What is expected:
All of the records must be restated exactly, with every line complete.

** Task input follows **

PR #5746, opened 2023-05-16
#5702 Reduce Flickering - slice 1.2 - Temporary panel loading indicators

### LINKED ISSUE #5702: Reduce Flickering Slice 1.2 - Loading indicator on Display Temp Info Brick
<https://www.notion.so/pixiebrix/Document-Builder-Interactive-Panel-Loading-State-3643c4597ac54ccaa0ef3d9a086bf059>

BLoe:
## What does this PR do?

- Closes #5702 
- Refactors some types related to renderers
- Refactors `ConnectedSidebar` and `Tabs` to remove prop-drilling the entire redux slice/state
- Also dispatches "loading" states for popovers and modals while the payload is loading
- Addresses an issue with document builder live preview where it doesn't work unless there is an existing trace, so now the button is disabled and a message appears in that case

## Reviewer Tips
- Look at `Tabs`, `ConnectedSidebar`, and `sidebarSelectors.ts` to see how the prop drilling has been removed
- Look at the type refactoring in `runtimeTypes`, `sidebarTypes`, and `rendererTypes`
- Look at the changes in `DisplayTemporaryInfo.ts` to load the payload differently and dispatch the loading payload for sidebar panels
- Look at `PanelBody` and how it handles the loading payload

## Discussion / Future Work
- I didn't wire up the custom loading message to anything, it's hard-coded to `Loading` right now. I can disable this if we'd rather keep the old loading spinner behavior for now.
- We should wire up the custom loading message somewhere in the mod config, but this can probably be a separate PR

## Demo

https://www.loom.com/share/9ede04c6d3b74edba6830a1378804e86

## Checklist

- [x] Add tests


twschiller:
> I can disable this if we'd rather keep the old loading spinner behavior for now.

Let's use the spinner for now. If we implemented the message, we'd likely put the text under the loading indicator

src/sidebar/ConnectedSidebar.tsx
```diff
@@ -75,16 +75,9 @@ function getConnectedListener(dispatch: Dispatch<AnyAction>): SidebarListener {
...
-
 const ConnectedSidebar: React.VFC = () => {
-  const dispatch = useDispatch();
-  const sidebarState = useSelector(selectState);
-
-  const listener: SidebarListener = useMemo(
-    () => getConnectedListener(dispatch),
-    [dispatch]
-  );
+  const listener = useConnectedListener();
```
twschiller, line 79: This is OK - the listener reference changes on every render. But the useEffect will clean up the old listener and then use the new listener

src/sidebar/ConnectedSidebar.tsx
```diff
@@ -29,21 +29,21 @@ import {
...
 import { type RegistryId } from "@/types/registryTypes";
+import { selectIsSidebarEmpty } from "@/sidebar/sidebarSelectors";
 
 /**
  * Listeners to update the Sidebar's Redux state upon receiving messages from the contentScript.
  */
-function getConnectedListener(dispatch: Dispatch<AnyAction>): SidebarListener {
+function useConnectedListener(): SidebarListener {
+  const dispatch = useDispatch();
   return {
```
twschiller, line 47: Could consider memoizing the listener

twschiller:
@mnholtz you'll want to review the side panel React changes

twschiller (approved):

** End of Task input **

Written answer:
PR #5746, opened 2023-05-16
#5702 Reduce Flickering - slice 1.2 - Temporary panel loading indicators

### LINKED ISSUE #5702: Reduce Flickering Slice 1.2 - Loading indicator on Display Temp Info Brick
<https://www.notion.so/pixiebrix/Document-Builder-Interactive-Panel-Loading-State-3643c4597ac54ccaa0ef3d9a086bf059>

BLoe:
## What does this PR do?

- Closes #5702 
- Refactors some types related to renderers
- Refactors `ConnectedSidebar` and `Tabs` to remove prop-drilling the entire redux slice/state
- Also dispatches "loading" states for popovers and modals while the payload is loading
- Addresses an issue with document builder live preview where it doesn't work unless there is an existing trace, so now the button is disabled and a message appears in that case

## Reviewer Tips
- Look at `Tabs`, `ConnectedSidebar`, and `sidebarSelectors.ts` to see how the prop drilling has been removed
- Look at the type refactoring in `runtimeTypes`, `sidebarTypes`, and `rendererTypes`
- Look at the changes in `DisplayTemporaryInfo.ts` to load the payload differently and dispatch the loading payload for sidebar panels
- Look at `PanelBody` and how it handles the loading payload

## Discussion / Future Work
- I didn't wire up the custom loading message to anything, it's hard-coded to `Loading` right now. I can disable this if we'd rather keep the old loading spinner behavior for now.
- We should wire up the custom loading message somewhere in the mod config, but this can probably be a separate PR

## Demo

https://www.loom.com/share/9ede04c6d3b74edba6830a1378804e86

## Checklist

- [x] Add tests


twschiller:
> I can disable this if we'd rather keep the old loading spinner behavior for now.

Let's use the spinner for now. If we implemented the message, we'd likely put the text under the loading indicator

src/sidebar/ConnectedSidebar.tsx
```diff
@@ -75,16 +75,9 @@ function getConnectedListener(dispatch: Dispatch<AnyAction>): SidebarListener {
...
-
 const ConnectedSidebar: React.VFC = () => {
-  const dispatch = useDispatch();
-  const sidebarState = useSelector(selectState);
-
-  const listener: SidebarListener = useMemo(
-    () => getConnectedListener(dispatch),
-    [dispatch]
-  );
+  const listener = useConnectedListener();
```
twschiller, line 79: This is OK - the listener reference changes on every render. But the useEffect will clean up the old listener and then use the new listener

src/sidebar/ConnectedSidebar.tsx
```diff
@@ -29,21 +29,21 @@ import {
...
 import { type RegistryId } from "@/types/registryTypes";
+import { selectIsSidebarEmpty } from "@/sidebar/sidebarSelectors";
 
 /**
  * Listeners to update the Sidebar's Redux state upon receiving messages from the contentScript.
  */
-function getConnectedListener(dispatch: Dispatch<AnyAction>): SidebarListener {
+function useConnectedListener(): SidebarListener {
+  const dispatch = useDispatch();
   return {
```
twschiller, line 47: Could consider memoizing the listener

twschiller:
@mnholtz you'll want to review the side panel React changes

twschiller (approved):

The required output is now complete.